Doch seine ersten Worte ließen sie erleichtert aufatmen. „Du musst ihn anzeigen! Das war sexueller Missbrauch von Schutzbefohlenen und noch viel mehr! Ich verstehe nicht, dass die so gründliche deutsche Polizei das nicht bemerkt hat!"

„Ich habe doch niemandem die Wahrheit gesagt! Die sind alle davon ausgegangen, dass ich freiwillig mitgegangen bin!"

Für Manuel war es unfassbar, dass ein ausgebildeter Krankenpfleger eine so hohe kriminelle Energie aufgebracht hatte. Doch natürlich glaubte er ihr jedes Wort.
„Darüber müssen wir noch sprechen!" Er würde nicht zulassen, dass der Typ ungeschoren davon kommen würde.

„Und? Vermisst du dein Kind?" fragte er eine Weile später.
Aurelias Blick wich seinem aus. Oft hatte sie sich selbst diese Frage gestellt.
Vermisste sie einen kleinen Jungen, den sie nicht gewollt hatte, dessen in ihr wachsendes Leben sie überfordert hatte?

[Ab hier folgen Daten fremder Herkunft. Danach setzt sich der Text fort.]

PR #1437, opened 2019-02-13
Styling fixes

### LINKED ISSUE #1420: Styling fixes
## Employment activities
- [x] Employment "Other" explanation textarea has large gap
- [x] Reason for leaving textare and date needs to be properly spaced

## Police record
- [x] Introduction page needs to use same page title styling as every other section

## Substance use
- [x] Review title screen says "lets make sure everything looks right" while all other review screens are titled "review your answers"

## Psychological and emotional health > Diagnosis
- [x] Health care professional name is hard to click on 
- [x] Current treatment care professional does not have title like the previous one does

joshmfranklin:
fixes #1420

### DIFF
--- a/src/components/Section/History/Employment/EmploymentActivity.jsx
+++ b/src/components/Section/History/Employment/EmploymentActivity.jsx
@@ -176,7 +176,7 @@ export default class EmploymentActivity extends ValidationElement {
           </Field>
           <Show when={this.props.value === 'Other'}>
             <Field
-              title={i18n.m('history.employment.default.activity.other.label')}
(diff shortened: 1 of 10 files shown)


joshmfranklin:
The fail seems to be linting error about indentation but the file that it is complaining about is empty `treatment.scss`. Any suggestions? Should I just get rid of the file?

gidjin:
I took a look and seems like Treatment.scss isn't empty but had a tab instead of two spaces. I made the change and the lint errors seem to have resolved locally.

PR #1439, opened 2019-02-13
Form Type, Form Section constants and config

### LINKED ISSUE #1423: Create form data structure constants
Add constants and/or config files that can act as a single source of truth for form data structure and any requirements that differ between form types.

suzubara:
## Description

Goals of this PR are:
- Provide a starting point for clearer and more flexible organization when it comes to defining and structuring form types and their sections/subsections.
- Remove dependency on single `navigation` config file, replace with pure functions that take the current formType into account.
- Default formType to `SF86` to avoid breaking current functionality.
- Fixes #1423 

## Outstanding
- [x] Create config for remaining form sections, form types
- ~~[ ] Add globally-accessible `formType` value to Redux store, defaulting to `SF86`~~ - TBD in https://github.com/18F/e-QIP-prototype/pull/1378
- ~~[ ] Modify and/or replace existing uses of `navigation.js` to handle different form types~~ - TBD in separate story

## Checklist for Reveiwer

- [ ] Review code changes


src/config/formSections.js
```diff
@@ -0,0 +1,82 @@
+import * as sections from '../constants/sections'
+
+const IDENTIFICATION = {
+  key: sections.IDENTIFICATION,
+  name: `identification`,
```
christopherhuii: Are we defaulting to back ticks for all strings? My main objections are that there's something about readability and intent when using backticks vs regular quotes.

When I see back ticks, I'm expecting something more, like interpolation or a template.
When I see a regular quote, there's nothing smart; it's just a string.

...and typing back ticks are a pain.

I don't prefer this change, but I understand the reasoning and I want to make sure we're all on the same page for the sake of consistency.

suzubara: I can revert to single quotes, it's not something I feel strongly about one way or the other

christopherhuii: Let's stick with single quotes unless there's a need for a template literal.

Thanks!

christopherhuii:
So far so good to me. The general structure looks good to me. I'm still unsure of how each subsection will have the correct questions/locale for their form type, but I'm not sure if that should be a concern at this level.

gidjin:
Agreed with Chris, these look good so far.

christopherhuii:
We're missing the Review section. I'm not exactly sure what is needed for the Review section, so it's something we need to look into a bit more.

suzubara:
This looks great, thanks for finishing out the sections @christopherhuii ! I think it's fine to proceed without the Review section for now, I'm sure as we get there it'll become clear what kind of config we'll want there.

Issue #123, opened 2018-05-23
Adding attachments - suggested icon change


ryanhofdotgov:
From e-QIP-prototype-truetandem created by [Jay-Neighbours-I72](https://github.com/Jay-Neighbours-I72) : ryanhofdotgov/e-QIP-prototype-truetandem#2940  

Users were confused with the "Other" option icon. They thought it was email.

- [ ] Suggest changing to a generic file icon or mailbox

![screen shot 2018-05-01 at 3 35 46 pm](https://user-images.githubusercontent.com/19935974/39490056-799da6d8-4d55-11e8-834b-ac456e05085e.jpg)
![screen shot 2018-05-01 at 3 35 54 pm](https://user-images.githubusercontent.com/19935974/39490057-79aa816e-4d55-11e8-9299-ac0ab91fb4fb.jpg)

PR #1447, opened 2019-02-19
[WIP] Remove unused state from form components

suzubara:
## Description

## Checklist for Reveiwer

- [ ] Review code changes


suzubara:
Putting this on the back burner for now because removing internal state from inputs requires them to be controlled, which requires consistent passing of a `value` prop, and this is opening a can of worms because of how tangled/interdependent the input components are, as well as how some components children can be rendered using `cloneElement`.

I'd recommend writing new input components to replace existing ones over time instead, which will be less likely to introduce regressions, plus may allow us to incorporate some of @joshmfranklin 's design updates. cc @gidjin @christopherhuii

PR #1449, opened 2019-02-19
Move AuthenticatedView hoc to top level

### LINKED ISSUE #1345: Move AuthenticatedView HOC to top-level components
This is a technical refactor of the code Javascript code. There is not a functional feature gained from this issue. This refactor might be necessary to unblock some of the authentication work @macrael is doing. In general this fix will simplify the complexity of the code. Theoretically, it will improve performance, but it is not clear whether those performance gains will be noticeable to a user.

There is a higher-order component (HOC) called `AuthenticatedView` in `src/views/AuthenticatedView.js`. This component checks if a user is authenticated. If a user is not authenticated, it dispatches an action that redirects a user back to the login page. This component is referenced 50+ times in the code, but it is not clear to me why it was implemented like this. This component wraps around several of the "Section" components like, `Psychological`, `Military`, `Relationships`, `Legal`, `History`, etc.

This seems overkill because the application doesn't need every section to check if a user is authenticated. It should be sufficient to wrap `AppWithForm` (`src/components/Main/AppWithForm.jsx`) because it is the top level component in eApp.

See `src/components/Main/Main.jsx`. This is where `AppWithForm` is instantiated.
```
          <Route
            exact
            path="/form/:section/:subsection*"
            component={AppWithForm}
            onEnter={this.onEnter}
          />
```

Removing the `AuthenticatedView` HOC from each section component and adding the HOC to the `AppWithForm` component isn't a huge lift. However, it is not clear how much work fixing the tests will be.

gidjin:
## Description

Fixes #1345 by removing all the references to AuthenticatedView from the form and adding it to the top level component AppWithForm.

## Checklist for Reveiwer

- [ ] Review code changes


src/components/Main/App.jsx
```diff
@@ -195,9 +195,9 @@ class App extends React.Component {
                           className="instructions mobile-hidden">
                           {i18n.t('app.instructions')}
                         </button>
-                        <Show when={this.props.authenticated}>
+                        <span>
```
christopherhuii: Do we actually need these `span` tags or are they only here to satisfy the snapshot tests? If it's only for the snapshot tests, I suggest we remove them.

gidjin: I pulled it in because that's what Show added, but looks like it doesn't buy us anything so I've removed it.

PR #1472, opened 2019-02-22
Refactor Citizenship render

### LINKED ISSUE #1454: Section Render Refactor - Citizenship section
Make same changes as https://github.com/18F/e-QIP-prototype/pull/1431 to the Citizenship section, including:
- Create `Intro, Review` components
- Create `CitizenshipConnector` for passing props into subsection components
- Use `<Route>` components to render `<Citizenship>` and its subsections
- Use `@config/formSections` config instead of `@config/navigation`
- Each subsection should extend `Subsection` instead of `SubsectionElement`
- General cleanup, use classnames, import aliases, remove unused props, etc.

christopherhuii:
Fixes #1454 

## Checklist for Reveiwer

- [ ] Review code changes


src/components/Section/Citizenship/Citizenship.jsx
```diff
@@ -1,198 +1,98 @@
...
-                {i18n.m('citizenship.intro.body')}
-              </Field>
-            </div>
-          </SectionView>
+    this.form = formTypes[props.formType]
+    this.section = this.form.find(section => (section.key === CITIZENSHIP))
+
+    // Each key in subsectionLibrary corresponds to the subsection
+    // name in the config file.
+    this.subsectionLibrary = {
```
christopherhuii: There are many subsections that are specific to a certain form. Because the Citizenship component will be shared amongst forms, I created this `subsectionLibrary` that has all the possible subsections. The `key` is the `name` attribute in the subsection config object and the `value` is the subsection component.

src/components/Section/Citizenship/Citizenship.jsx
```diff
@@ -1,198 +1,98 @@
...
-              {...this.props.Status}
-              section="citizenship"
-              subsection="status"
-              dispatch={this.props.dispatch}
-              onUpdate={this.handleUpdate.bind(this, 'Status')}
-              onError={this.handleError}
-              required={true}
-              scrollIntoView={false}
-            />
+    return this.section.subsections.map(subsection => (
```
christopherhuii: Because we don't want to expose routes that aren't applicable to a form/section, I generated the routes from the section config files. this will only expose the sections applicable to this form.

src/components/Section/Citizenship/Citizenship.jsx
```diff
@@ -1,198 +1,98 @@
...
-              {...this.props.Passports}
-              dispatch={this.props.dispatch}
-              onUpdate={this.handleUpdate.bind(this, 'Passports')}
-              onError={this.handleError}
-              scrollToBottom={this.props.scrollToBottom}
-            />
-          </SectionView>
-        </SectionViews>
+          <SectionNavigation
+            section={CITIZENSHIP}
```
christopherhuii: In previous sections, we imported all the sections. Since that's unnecessary, I only imported the Citizenship section.

src/components/Section/Citizenship/Citizenship.jsx
```diff
@@ -1,198 +1,98 @@
...
   return {
     Application: app,
     Citizenship: citizenship,
     Status: citizenship.Status || {},
     Multiple: citizenship.Multiple || {},
     Passports: citizenship.Passports || {},
     Errors: errors.citizenship || [],
-    Completed: completed.citizenship || []
+    Completed: completed.citizenship || [],
+    formType: auth.formType
```
suzubara: This should also return `...state.section` so `Citizenship` receives the current subsection (see https://github.com/18F/e-QIP-prototype/blob/develop/src/components/Section/Identification/Identification.jsx#L73). Also, since the only props Citizenship uses are `subsection, formType`, the others can be removed.

src/components/Section/Citizenship/Intro/index.js
```diff
@@ -0,0 +1,2 @@
+import Intro from './Intro'
+export default Intro
```
suzubara: Do we want to keep up this pattern of exporting from a component directory's `index.js`? I'm happy either way, just want to know if I should be doing this also!

christopherhuii: I'd prefer:
```
Intro
    index.jsx
    index.test.jsx
```

I just followed the same format for the sake of consistency.

PR #1479, opened 2019-02-25
add recusive subsection reduce function

christopherhuii:
## Description

Adds recursive function to get subsections for back/next navigation.

## Checklist for Reveiwer

- [ ] Review code changes

### DIFF
--- a/src/config/formTypes.js
+++ b/src/config/formTypes.js
@@ -42,16 +42,16 @@ export const SF85 = [
       formSections.MILITARY_SELECTIVE,
       formSections.MILITARY_HISTORY,
       formSections.MILITARY_FOREIGN,
-      formSections.MILITARY_REVIEW
-    ]
+      formSections.MILITARY_REVIEW,
+    ],
   },
   {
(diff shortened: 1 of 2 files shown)


christopherhuii:
With our current strategy, we are adding `<SectionNavigation />` at the bottom of every section. Is it possible to move it up a level into `src/components/Section/Section.jsx` or possibly, `src/views/Form/Form.jsx`?

I'm bringing it up here because it will probably affect where we flatten out the subsections.

suzubara:
to respond to your comment @christopherhuii yes I think that will make sense down the road, but recommend waiting for all section renders to be refactored so we have a full view of how that should look.

suzubara:
Also, for optimization sake I would recommend adding these exports:
```
export const FLAT_SF85 = reduceSubsections(SF85)
export const FLAT_SF86 = reduceSubsections(SF86)
// etc.
```

That way, `reduceSubsections` is executed at compile time instead of runtime. It's really more of a development helper function. This is possible since the structure of each form itself is not going to be changing within execution of the app.

PR #1480, opened 2019-02-26
Update paths for dynamic section back/next navigation

christopherhuii:
## Description

- updates the config file paths for section navigation
- updates `reduceSubsection` to add each section's full path to its object
- updates `SectionNavigation` to use the `fullPath` for back/next instead of `section` and `subsection`
- update `identification`, `citizenship`, and `military` section to use new strategy

## Checklist for Reveiwer

- [ ] Review code changes


src/config/formSections/foreign.js
```diff
@@ -4,173 +4,171 @@ import { i18n } from '@config'
...
   storeKey: 'DirectActivity',
-  label: i18n.t('foreign.subsection.activities.direct')
+  label: i18n.t('foreign.subsection.activities.direct'),
 }
 
 const FOREIGN_ACTIVITIES_INDIRECT = {
   key: sections.FOREIGN_ACTIVITIES_INDIRECT,
   name: 'indirect',
-  path: `${FOREIGN_ACTIVITIES.path}/indirect`,
+  path: 'activities//indirect',
```
suzubara: There's an extra `/` here

christopherhuii:
I'm struggling to see the advantage to have the path be `direct` versus `activities/direct`.

I prefer `activities/direct` because that's how react router is parsing the params right now. The section is `foreign` and subsection is `activities/direct`. It also makes some sense because the subsections is named `FOREIGN_ACTIVITIES_INDIRECT`, so the concept of nesting is built into the naming.

With this way, we remove the need to reference the parent to build the URL.

suzubara:
@christopherhuii My reasoning is that if the path is set as `activities/direct`, then the form object nesting is used to determine the structure for the top sections, but not for subsections. My point in the last conversation we had about this was that whatever method we use, should be consistent no matter how many levels deep the sections are nested. The complete URLs (ie `/form/foreign/activities/direct`) can be constructed & appended to each object as part of the flatten method you wrote.

src/components/Section/Identification/Identification.jsx
```diff
@@ -21,22 +23,51 @@ import Review from 'components/Section/Identification/Review'
...
- * - subsection prop is not defaulting to "intro" after login, this is prob related to keeping redux in sync with routes. Investigate & fix this.
+ * - subsection prop is not defaulting to "intro" after login.
+ * this is prob related to keeping redux in sync with routes. Investigate & fix this.
  */
 
 class Identification extends React.Component {
+  constructor(props) {
+    super(props)
+
+    this.form = formTypes[props.formType]
```
suzubara: I wouldn't set a class attribute based on props, which are subject to change.

src/helpers/navigation.js
```diff
@@ -2,34 +2,26 @@
...
-  } else if (sectionIndex < formSections.length - 1) {
-    // Go to the first subsection of the next section
-    const nextSection = formSections[sectionIndex + 1]
-    next = nextSection.subsections[0] /* eslint prefer-destructuring: 0 */
-    next.navLabel = i18n.t(`${nextSection.name}.destination.${next.name}`)
+  if (next) {
+    // TODO: Fix this hack; should work for now
+    // It works because the section is always after /form/
+    const sectionName = next.fullPath.split('/')[2]
+    next.navLabel = i18n.t(`${sectionName}.destination.${next.name}`)
```
suzubara: 👍 For a long term solution, we can update the `i18n` keys to use the section key

src/components/Section/Identification/Identification.jsx
christopherhuii: Can it change? I was under the impression that once you login, you're viewing a specific form. You can't change forms during your session. A login has access to 1 type of form.

suzubara: Right, that is true bc of the business requirements of this app, however `props` by definition can change, so this pattern wouldn't be compatible with the expected lifecycle of a React component. Although it also seems like this (and all of the top level Section components) could be a pure functional component instead, which would make this a moot point.. what do you think?

christopherhuii: I don't think this would be an issue because the form type should never change even though props can. I thought of similar to initializing initial state and never changing it (because we shouldn't be). This way we'd be avoiding extra (even if they're cheap) operations.

However, I think you're right; these can be pure functional components.

christopherhuii: I've updated the component. Let me know your thoughts

PR #1481, opened 2019-02-26
Dynamic params in History section

### LINKED ISSUE #1474: Make History total years requirement dynamic based on form type
Implement the requirement that the History section requires different time frames based on the form type for Residence, Education, Employment

suzubara:
## Description
- Fixes #1474 
- Work required to make the number of years required in the History section dynamic based on form type
- Added `i18next` library, `util/i18n.js` to start migrating from `config/i18n`
- Define & pass down years parameters based on `props.formType` in History sections
- Use year parameters for i18n strings that need it
- Use year parameter in `totalYears` function
- Employment items show reasons for leaving if employed within Employment Record # of years (i.e., 5 or 7)
- Employment items `ReasonLeft, Reprimand` use Employment Record # of years
- Lots of lint fixes, remove binding to `this`, use `classnames`, etc. (general cleanup)
- Add `messageString, titleString` to `Field message` render fn to support i18n with interpolation
- **You should be able to switch form types by adding `?formType=SF85` in the URL, and see the # of years required in the History subsections change.** This does not include changes in the sidebar nav or questions specific to a form type.

## Checklist for Reviewer

- [ ] Review code changes


suzubara:
@christopherhuii @gidjin I'd love initial feedback on this approach I'm proposing for the i18n changes:
- Added i18next library (https://www.i18next.com)
  - Note, there *is* a React-specific i18next integration, however I decided against using it because the latest version requires React 16+, and it seems to be a major rewrite from the previous version that supports React 15. Since using the vanilla i18n library is very similar to what we currently have, it seemed easier to just go with that initially, rather than try to implement the legacy `react-i18next` and then update it somewhere down the road.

„Nein!" antwortete sie schließlich. Sie fühlte sich mies bei diesem kleinen Wort, aber sie wollte ehrlich zu Manuel sein. „Nein! Ich vermisse ihn nicht. Ich war nicht reif genug, Mutter zu sein. Bin es heute auch noch nicht. Vielleicht werde ich auch nie dafür bereit sein. Aber es tut mir so unendlich leid, was ich ihm angetan habe. Ihm und auch Stefan!"

Manuel hielt sie fest im Arm.
„Es geht ihm sicher gut!" beruhigte er sie.

Aurelia sah in seine Augen, sah plötzlich einen Weg vor sich. „Ja! Und ja, ich werde mit dir nach Madrid gehen. Ich werde etwas Sinnvolles mit dem Blutgeld machen. In dieser Stadt gibt es sicher Möglichkeiten ohne Ende dafür!"

Er spürte ihre Stärke, fühlte dass sie es schaffen würde.